I’m trying to search through ~1700 documents, but seem to be encountering a memory issue.
Memory slowly increases to 8.4 GB whilst going through the document.
I’m searching using the TextFragmentAbsorber in the following way:
// API params
public class SearchRequest
{
[Required]
public string Query { get; set; }
[Required]
public IFormFile Content { get; set; }
}
// Endpoint
public IActionResult SearchPdf([FromForm] SearchRequest searchRequest)
{
var hits = 0;
using (var ms = new MemoryStream())
{
searchRequest.Content.CopyTo(ms);
using (var document = new Aspose.Pdf.Document(ms))
{
var textSearchOptions = new TextSearchOptions(true);
textSearchOptions.IgnoreResourceFontErrors = true;
foreach (var page in document.Pages)
{
var textFragmentAbsorber = new TextFragmentAbsorber(searchRequest.Query, textSearchOptions);
page.Accept(textFragmentAbsorber);
hits += textFragmentAbsorber.TextFragments.Count;
}
}
}
return Ok(hits);
}
I’m not comfortable deploying this to our production environment as is.

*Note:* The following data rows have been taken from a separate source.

PR #869, opened 2026-07-30
feat(ui): add opt-in anchored placement locking

wmaurer:
## Summary

- Add `anchor.isPlacementLocked` to preserve the first resolved side for the lifetime of an anchored panel while continuing to reposition and constrain its size. The option remains disabled by default.
- Expose the locked side through `data-placement` for placement-aware styling.
- Serialize and coalesce locked positioning updates so overlapping Floating UI calculations cannot apply stale coordinates or sizing, and ignore pending work after cleanup.
- Document the option across anchored components and add UI Showcase and website Combobox demos.

## Testing

- Add unit coverage for locking, middleware behavior, placement attributes, overlapping updates, and cleanup.
- Add Chromium coverage for filtering the Combobox panel down and expanding it again without changing sides.

## Follow-up

- #872 tracks possible placement policies for filtered-first Combobox panels.

Thanks @wmaurer!


devinjameson:
Thanks! Reviewing.

wmaurer:
Thanks. I checked all three findings against the code. One was a real bug and is now fixed in `8ac58fb`. The other two are left out on purpose, with reasons below.

**1. Stale coordinates after the latch: correct, and now fixed.**

This was a real bug and a gap in my own reasoning. I had guarded the `data-placement` write against overlapping ticks but not the `left` and `top` writes, which had no protection at all. An older tick could finish last and place the panel using coordinates for the side the lock did not pick. The attribute stayed correct, so the panel was drawn on one side while claiming the other, and it stayed wrong until some later tick happened to fire.

My own test made this clear. It waited for the stale coordinates to land (`await waitForPosition(element, 7, 8)`) and then asserted the attribute disagreed with them, so it was encoding the bug as expected behaviour.

Each tick now takes an id, and a result is ignored when a newer tick has already started. The test is rewritten to assert the stale result is discarded and the locked coordinates survive. I checked that it fails without the guard: the assertion reports `7px` where it expects `5px`.

The guard only applies when `lockPlacement` is true. Without locking, every tick carries `flip`, so a late result is just a slightly older position for the same side and the next tick corrects it. Keeping the guard behind the flag means callers who do not opt in are unaffected.

**2. Pending work is not invalidated on cleanup: real, but left for a separate change.**

A `computePosition` promise that started before cleanup can still resolve afterwards and write to the element. For the `left` and `top` writes this is existing behaviour on `main`, not something this PR introduces. Only the `data-placement` write is new. In normal use the panel is removed from the tree when it closes, so the element is discarded and the write goes nowhere.

I would rather fix this separately and cover both writes at once, than half-fix it here in a PR that is about placement locking.

**3. Missing rows in the `AnchorConfig` doc tables: accurate, but out of scope.**

`datePickerPage.md` omits `portal`, and `popoverPage.md` and `tooltipPage.md` omit both `offset` and `portal`. All three gaps predate this PR. The docs diff here is already mostly prettier realigning table padding, and adding unrelated rows would make it harder to review. Worth a small separate PR.

devinjameson:
Mind if I take this over the finish line? I found a couple of edge cases I’d like to address, then I’ll add browser coverage and get it ready to merge. The PR will remain yours.

wmaurer:
Yes, please go ahead, and thank you.

PR #879, opened 2026-07-31
fix(foldkit): defer a Command's execute body until execution

### LINKED ISSUE #876: Popover.update reads CSS.escape and throws outside a browser: Command.define evaluates its effect builder eagerly
`Popover.update` throws `ReferenceError: CSS is not defined` outside a browser, because a pure reducer builds a Command whose selector arguments are evaluated eagerly.

Verified on `main` at `5022bd40` (0.132.0). Found while running `@foldkit/ui`-based components headlessly under Bun, with no view, no render and no Command execution.

## What happens

A bare call to a picker's `update` with an `Opened()` message, which delegates to `Popover.update`:

```
ReferenceError: CSS is not defined
    at idSelector   (@foldkit/ui/dist/internal/selectors.js:8)
    at <anonymous>  (@foldkit/ui/dist/popover/index.js)
    at InertOthers  (foldkit/dist/command/index.js)
    at update       (@foldkit/ui/dist/popover/index.js)
```

No Effect ran. `Story` does not execute Command Effects, so this is the reducer itself reaching a browser global.

## Why

Two things compound.

1. `Command.define` with an args record invokes the effect builder **eagerly**, at construction:

   `packages/foldkit/src/command/index.ts:151`
   ```ts
   const definition = (args: any) => ({
     name,
     args,
     effect: effectBuilder(args),
     messageMappers: [],
   })
   ```
   Only the resulting `Effect` is deferred. Every expression the builder body evaluates on the way to producing that `Effect` runs immediately.

2. `InertOthers`'s builder body computes selectors:

   `packages/ui/src/popover/index.ts:213`
   ```ts
   export const InertOthers = Command.define('InertOthers', { id: S.String }, CompletedInertOthers)(
     ({ id }) => Dom.inertOthers(id, [buttonSelector(id), panelSelector(id)]).pipe(...)
   )
   ```
   `buttonSelector` and `panelSelector` (`popover/index.ts:186`) are `idSelector`, and `idSelector` is `` `#${CSS.escape(id)}` `` (`internal/selectors.ts:8`). `CSS` is undefined in Node and in Bun.

3. `update` constructs the Command unconditionally:

   `packages/ui/src/popover/index.ts:302`
   ```ts
   const maybeInertOthers = OptionExt.when(model.isModal, InertOthers({ id: model.id }))
   ```
   `OptionExt.when` is `Function.dual(2, ...)` and takes its value **by value** (`internal/optionExtensions.ts:3`), so `InertOthers({ id })` is built even when `isModal` is `false`. The popover I hit this with is `isModal: false`, and it still built the Command, read `CSS`, and threw. In a browser the same path silently builds a Command that is then discarded.

## Why it matters

It makes `@foldkit/ui` popovers, and everything built on them (picker, combobox, menu, date picker), untestable outside a DOM, even though `Story` is meant to be the headless half of the testing story. A reducer that reads a browser global is also the exact class of impurity that #614 proposed catching automatically.

## Possible fixes, take them or leave them

- Narrow: make the selector lazy inside the `Dom.*` call, or guard `idSelector`.
- Narrow: make `OptionExt.when` lazy in its value, which also stops building Commands that are immediately discarded.
- General: reconsider the eager `effectBuilder(args)` in `Command.define`. That is the underlying hazard, and any UI code that touches a browser API while building a Command inherits it.

Happy to send a PR for whichever shape you prefer.

devinjameson:
Fixes #876.

## What

`Command.define` invoked the `execute` body as soon as update constructed the Command. Only the resulting Effect was deferred, so every expression the body evaluated on the way to returning that Effect ran immediately, inside a pure reducer.

A body that reaches for a browser API therefore threw from update itself. `Popover.update` raised `ReferenceError: CSS is not defined` outside a browser, because `InertOthers` builds its selectors with `CSS.escape` and update constructs that Command unconditionally. It threw for a non-modal popover too, where the Command is built and then discarded. That made `@foldkit/ui` popovers, and the picker, combobox, menu, and date picker built on them, unusable in a headless Story even though no Effect ever ran.

The body is now suspended, so constructing a Command runs none of it.

## Changes

- `packages/foldkit/src/command/index.ts`: a `suspendExecute` helper applied at the three sites that called `config.execute(args)` eagerly, one on the plain args path and two on the interruptible args path. A `NOTE:` records why the suspend is load bearing, since a bare wrapper reads as removable. The `define` TSDoc now states the deferral as a guarantee.
- `packages/foldkit/src/command/define.test.ts`: regression coverage.
- Changeset: `patch` for `foldkit` and `@foldkit/ui`.

## Design decision

The report offered three shapes. I took the root cause rather than either narrow fix.

The deciding argument is an inconsistency inside the existing API. A no-args Command is already lazy, because `execute` is handed over as an `Effect` value and nothing runs at construction. An args Command ran its body immediately. Same `Command.define`, two different purity contracts, and which one you got depended on whether you declared `args`. Fixing the primitive removes that split and covers every present and future instance instead of the one popover hit.

`Effect.suspend` keeps `effect` typed as an `Effect`, so the deferral lives inside the Effect rather than in the Command's shape. The public `Command` type is unchanged and the three readers of `.effect` are untouched. **The popover needs no change at all**, which is the signal that the fix landed where the cause was.

Rejected alternatives:

- **Guarding `idSelector`.** `CSS.escape` is load bearing for correctness per its own TSDoc, since digit-leading UUID ids need it. A guard would return an unescaped selector outside the browser, trading a loud throw for a quiet wrong selector, and it would leave the hazard for every other browser global.
- **Making `OptionExt.when` lazy in its value.** Once the primitive is fixed, the only remaining benefit is avoiding a discarded object allocation, paid for with thunk churn at every call site.

One consequence worth naming: `Effect.suspend` re-evaluates the body per run of that Effect. The runtime forks each Command's effect exactly once (`runtime/runtime.ts:1878`), so this is inert today, but it would become observable if a Command's effect were ever retried or replayed.

## Verification

Reproduced first, on `main`, with a bare `Popover.update` under Node:

```
init ok
THREW: ReferenceError: CSS is not defined
```

After the fix, both modes return cleanly and the `CSS` access happens only when the effect runs, where it surfaces as a contained failure:

```
isModal=false: isOpen=true commands=[]
isModal=true:  isOpen=true commands=[LockScroll, InertOthers]
   LockScroll effect -> Failure
   InertOthers effect -> Failure
```

The new tests were confirmed to fail without the fix. Reverting the three sites turns 4 of the 5 red, and the one that stays green is the no-args case that was never affected. All 1674 `foldkit` tests pass with the fix in place, and `foldkit` typechecks clean.

Note for the record: the report quoted the older positional `Command.define(name, args, message)(builder)` signature, so its line numbers do not match `main`. The bug survived the move to the options-object form intact, so the diagnosis held.

---
_Generated by [Claude Code](https://claude.ai/code/session_01Q43enz48LZBnU6CT5Bj1Ks)_

## Summary by CodeRabbit

* **Bug Fixes**
  * Deferred command execution until commands are actually run, preventing discarded commands from triggering side effects.
  * Converted execution exceptions into contained effect failures.
  * Applied consistent behavior to commands with arguments and interruptible commands.
  * Preserved reducer purity and unchanged interrupt-key derivation.

* **Documentation**
  * Clarified that constructing or discarding argument-bearing commands does not execute their bodies.

### DIFF
--- a/packages/foldkit/src/command/index.ts
+++ b/packages/foldkit/src/command/index.ts
@@ -113,6 +113,20 @@ type DefineConfig = Readonly<{
   execute: any
 }>
 
+// NOTE: The suspend is load bearing, not a redundant wrapper. Without it the
+// `execute` body runs the moment update constructs the Command, so any
+// expression it evaluates on the way to returning its Effect runs inside a pure
+// reducer. Every side effect the body performs runs there, and every exception
+// it raises escapes update, even when update discards the Command instead of
+// returning it. Reading a missing browser global is one instance, the one that
+// surfaced this, not the boundary of it. Suspending defers the body to
+// execution, where the runtime can contain any failure it produces.
+// A no-args `execute` is already an Effect value and needs no equivalent.
+const suspendExecute = (
+  config: DefineConfig,
+  args: any,
+): Effect.Effect<any, any, any> => Effect.suspend(() => config.execute(args))
+
 /**
  * Defines a Command. Every input is a named field: `args` declares the args
  * Schema, `messages` lists the Messages this Command can produce, `execute`
@@ -121,6 +135,11 @@ type DefineConfig = Readonly<{
  * `args` is optional. Omit it and `execute` is a bare Effect and the Definition
  * is callable as `Definition()`; declare it and `execute` receives the args and
  * the Definition is callable as `Definition(args)`.
+ *
+ * Constructing a Command never runs `execute`. When `args` is declared the body
+ * is deferred until the runtime executes the Command, so no side effect the
+ * body performs and no exception it raises can reach update, and a Command that
+ * update builds and then discards runs nothing at all.
  *
  * With `interrupt`, every invocation registers under a key in the runtime's
  * interrupt registry for the duration of its Effect, and the returned Definition
@@ -290,7 +309,7 @@ export function define(name: string, config: DefineConfig): unknown {
       const definition = (args: any) => ({
         name,
         args,
-        effect: config.execute(args),
+        effect: suspendExecute(config, args),
         messageMappers: [],
       })
       brandAsDefinition(definition, name)
@@ -335,7 +354,7 @@ export function define(name: string, config: DefineConfig): unknown {
       key: name,
       effect: Interruptible.__registerKeyWhileRunning(
         name,
-        config.execute(args),
+        suspendExecute(config, args),
       ),
       messageMappers: [],
     })
@@ -357,7 +376,7 @@ export function define(name: string, config: DefineConfig): unknown {
       key,
       effect: Interruptible.__registerKeyWhileRunning(
         key,
-        config.execute(args),
+        suspendExecute(config, args),
       ),
       messageMappers: [],
     }
--- a/.changeset/command-defer-execute-body.md
+++ b/.changeset/command-defer-execute-body.md
@@ -1,0 +1,16 @@
+---
+'foldkit': patch
+'@foldkit/ui': patch
+---
+
+Defer a Command's `execute` body until the runtime executes it.
+
+`Command.define` invoked the `execute` body as soon as update constructed the Command. Only the resulting Effect was deferred, so every expression the body evaluated on the way to returning that Effect ran immediately, inside a pure reducer.
+
+A body that reaches for a browser API therefore threw from update itself. `Popover.update` raised `ReferenceError: CSS is not defined` outside a browser, because `InertOthers` builds its selectors with `CSS.escape` and update constructs that Command unconditionally. It threw for a non-modal popover too, where the Command is built and then discarded. That made `@foldkit/ui` popovers, and the picker, combobox, menu, and date picker built on them, unusable in a headless Story even though no Effect ever ran.
+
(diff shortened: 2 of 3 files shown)


packages/foldkit/src/command/index.ts
```diff
@@ -122,6 +135,11 @@ type DefineConfig = Readonly<{
  * is callable as `Definition()`; declare it and `execute` receives the args and
  * the Definition is callable as `Definition(args)`.
  *
+ * Constructing a Command never runs `execute`. When `args` is declared the body
+ * is deferred until the runtime executes the Command, so update stays pure even
+ * for a body that reads the DOM, and a Command that update builds and then
```
devinjameson: This makes it sound like reading the DOM is the only way this could not be pure, but this just happened to be the bug we noticed.

packages/foldkit/src/command/index.ts
```diff
@@ -113,6 +113,19 @@ type DefineConfig = Readonly<{
   execute: any
 }>
 
+// NOTE: The suspend is load bearing, not a redundant wrapper. Without it the
+// `execute` body runs the moment update constructs the Command, so any
+// expression it evaluates on the way to returning its Effect runs inside a pure
+// reducer. A body that reads a browser global throws out of update, and it
+// throws even when update discards the Command instead of returning it.
```
devinjameson: Is this the ONLY way this could throw/be impure though? I don't think so. Could be misleading.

Could you clarify this memory consumption for me? Is this an issue or normal when searching through ~1700 document?
Memory consumption did fall down to around 2.7 GB, but performance took a massive hit. Without the forced garbage collection, searching through all 1700 documents took around 45-60 seconds. With forced garbage collection, the search takes ~49 minutes.
@dfhchaa
The performance hit is expected - this is the effect of adding GC.Collect(). I asked to add it (especially in each iteration) only for check.
Please show the code you use that works with the library.
@dfhchaa
Thank you.
I have not seen how work is being done directly with PDF documents - so I will note that Aspose.Pdf.Document is supporting IDisposable and should be used with using.
Sorry for the late reply, I’ve had a couple of days vacation.
As you can see from my original question, I did realize that Document is supporting IDisposable, as seen in the below code sample.
using (var document = new Aspose.Pdf.Document(ms))
{
var textSearchOptions = new TextSearchOptions(true);
textSearchOptions.IgnoreResourceFontErrors = true;
// Abbreviation...
}
This is the whole reason for my confusion. I’m disposing the document, but it doesn’t seem to release memory.
I should reproduce this in my environment and if I don’t see a clear reason, set a task to the development team.
Can you somehow format this so that I can reproduce it myself? Maybe try working with a thousand copies of some file you might attach?